Ainda naquela rua, passei pela minha cafeteria preferida, pensei em tomar um café bem quente, com toque de baunilha e flor de sal, acompanhado de um bolo, um bolo qualquer, não importa de quê, mas tomar café seria tirar teu gosto, e eu não queria tirar o gosto do teu beijo da minha boca; queria te deixar um pouco mais comigo, o quanto eu aguentasse, até o momento que se fundisse e, de tal modo, não mais conseguisse esquecer teu sabor, nem teu cheiro, nem você. Continuei por aquela estrada e, no caminho, comprei uma rosa vermelha, aquela que covardemente não comprei quando fui te encontrar, para que ela lembrasse você na minha cabeceira.

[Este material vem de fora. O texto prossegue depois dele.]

PR #3326, opened 2021-08-31
Add option to show border on suggest window/popup window

yuki-yano:
Added an option to show borders in the suggest window, similar to #3325.

CleanShot 2021-08-31 at 16 42 00


fannheyward (approved):

chemzqm:

PR #3335, opened 2021-09-01
Add option to show border on diagnostic float/popup window

yuki-yano:
Added an option to show borders in the suggest window, similar to #3325 and #3326.

CleanShot 2021-09-02 at 08 48 56


fannheyward (approved):

chemzqm:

Tempos difíceis esses em que temos medo ou vergonha de demonstrar nossos sentimentos. Talvez por isso que algumas pessoas escrevem.

Pois escrevo para você, dizendo assim: já estou com saudade, e não é hipérbole ou carência, é saudade mesmo, aquela que só a língua portuguesa tem. E é tão urgente o que digo que não sei mais se escrevo este texto ou se ele me escreve. Ainda que não me entenda, apenas saiba de uma coisa: te quero bem, te quero tanto, e igualmente te quero mais uma vez, aqui, pela curvas de uma orla que se assemelham às suas curvas, ou aí, na agitação de uma cidade que se parece com a nossa, ou no entre. É porque se ainda vigora o que canta a poesia, que não existe amor em SP, provavelmente também não exista no RJ, mas de certo que pode acontecer no meio do caminho entre mim e você.